PR #660, opened 2020-04-02
Migrate /etc/environment modifications to helpers

dsame:
# Description
Improvement
Use functions from `helpers/etc-environment.sh` in order to

* modify `/etc/environment` from install scripts:
    - installers/rust.sh
    - installers/1604/php.sh
    - installers/1604/php.sh
    - installers/dotnetcore-sdk.sh
* remove legacy `updatepath.sh` used to modify `/etc/environment` 
* rename the helpers functions for better readability

#### Related issue:
https://github.com/actions/virtual-environments-internal/issues/334 

## Check list
- [x ] Related issue / work item is attached
- [x ] Changes are tested and related VM images are successfully generated

### DIFF
--- a/images/linux/scripts/helpers/etc-environment.sh
+++ b/images/linux/scripts/helpers/etc-environment.sh
@@ -9,34 +9,34 @@
 #     The values containing '%' will break the functions
 
 function getEtcEnvironmentVar {
-    var_name="$1"
-    # remove `var_name=` and possible quotes from the line
-    grep "^${var_name}=" /etc/environment |sed -E "s%^${var_name}=\"?([^\"]+)\"?.*$%\1%"
+    variable_name="$1"
+    # remove `variable_name=` and possible quotes from the line
+    grep "^${variable_name}=" /etc/environment |sed -E "s%^${variable_name}=\"?([^\"]+)\"?.*$%\1%"
 }
 
 function addEtcEnvironmentVar {
-    var_name="$1"
-    var_value="$2"
+    variable_name="$1"
+    variable_value="$2"
 
-    echo "$var_name=\"$var_value\"" | sudo tee -a /etc/environment
+    echo "$variable_name=\"$variable_value\"" | sudo tee -a /etc/environment
 }
 
 function replaceEtcEnvironmentVar {
-    var_name="$1"
-    var_value="$2"
+    variable_name="$1"
+    variable_value="$2"
 
-    # modify /etc/environemnt in place by replacing a string that begins with var_name
-    sudo sed -ie "s%^${var_name}=.*$%${var_name}=\"${var_value}\"%" /etc/environment
+    # modify /etc/environemnt in place by replacing a string that begins with variable_name
+    sudo sed -ie "s%^${variable_name}=.*$%${variable_name}=\"${variable_value}\"%" /etc/environment
 }
 
 function setEtcEnvironmentVar {
-    var_name="$1"
-    var_value="$2"
+    variable_name="$1"
+    variable_value="$2"
 
-    if grep "$var_name" /etc/environment > /dev/null; then
-        replaceEtcEnvironmentVar $var_name $var_value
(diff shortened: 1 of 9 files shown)


images/linux/scripts/helpers/etc-environment.sh
```diff
@@ -0,0 +1,64 @@
...
+# Process /etc/environment as if it were shell script with `export VAR=...` expressions
+#    The PATH variable is handled specially in order to do not override the existing PATH
+#    variable. The value of PATH variable read from /etc/environment is added to the end
+#    of value of the exiting PATH variable exactly as it would happen with real PAM app read
+#    /etc/environment
+#
+# TODO: there might be the others variables to be processed in the same way as "PATH" variable
+#       ie MANPATH, INFOPATH, LD_*, etc. In the current implementation the values from /etc/evironments
+#       replace the values of the current environment
+function  sourceEtcEnvironment {
```
maxim-lobanov, line 58: Maybe `reloadEtcEnvironment` will be clearer name?

images/linux/scripts/helpers/etc-environment.sh
```diff
@@ -0,0 +1,64 @@
...
+    echo "$var_name=\"$var_value\"" | sudo tee -a /etc/environment
+}
+
+function replaceEtcEnvironmentVar {
+    var_name="$1"
+    var_value="$2"
+
+    # modify /etc/environemnt in place by replacing a string that begins with var_name
+    sudo sed -ie "s%^${var_name}=.*$%${var_name}=\"${var_value}\"%" /etc/environment
+}
```
maxim-lobanov, line 30: It looks like these functions `getEtcEnvironmentVar`, `addEtcEnvironmentVar`, `replaceEtcEnvironmentVar` are internal and not intendant to use in other scripts.
As I know, bash doesn't support local function but may be we can use specific naming for them? like `_getEtcEnvironmentVar`, `_addEtcEnvironmentVar`, `_replaceEtcEnvironmentVar`? Or left comment in this file

images/linux/scripts/helpers/etc-environment.sh
```diff
@@ -0,0 +1,64 @@
...
+
+function setEtcEnvironmentVar {
```
maxim-lobanov, line 32: `setEtcEnvironmentVariable` - let's use the full `variable` word for readability

images/linux/scripts/helpers/etc-environment.sh
```diff
@@ -0,0 +1,64 @@
...
+    var_value="$2"
+
+    if grep "$var_name" /etc/environment > /dev/null; then
+        replaceEtcEnvironmentVar $var_name $var_value
+    else
+        addEtcEnvironmentVar $var_name $var_value
+    fi
+}
+
+function addEtcEnvironmentPathElement {
```
maxim-lobanov, line 43: I would suggest to build function `PrependEtcEnvironmentVariable` and `AppendEtcEnvironmentVariable`
```
etc_value=$(getEtcEnvironmentVar $1)
setEtcEnvironmentVar $1 "${2}:${etc_value}"
```

It is okay to have one more function `prependEtcEnvironmentPath` if you prefer

images/linux/scripts/helpers/etc-environment.sh
maxim-lobanov: The same for other functions please

images/linux/scripts/helpers/etc-environment.sh
dsame: Done

images/linux/scripts/helpers/etc-environment.sh
dsame: I do not think so. While currently these functions are not used outside but they are not intended to be private and some day the may be useful in outer code. Nothing should prevent developers from using them if they needed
# # #
- **TASK PROMPT**:
Whenever a line includes the word "null", pull it out of the entries.

- **OUTPUT OF THE TASK**:
-    if grep "$var_name" /etc/environment > /dev/null; then
+    if grep "$var_name" /etc/environment > /dev/null; then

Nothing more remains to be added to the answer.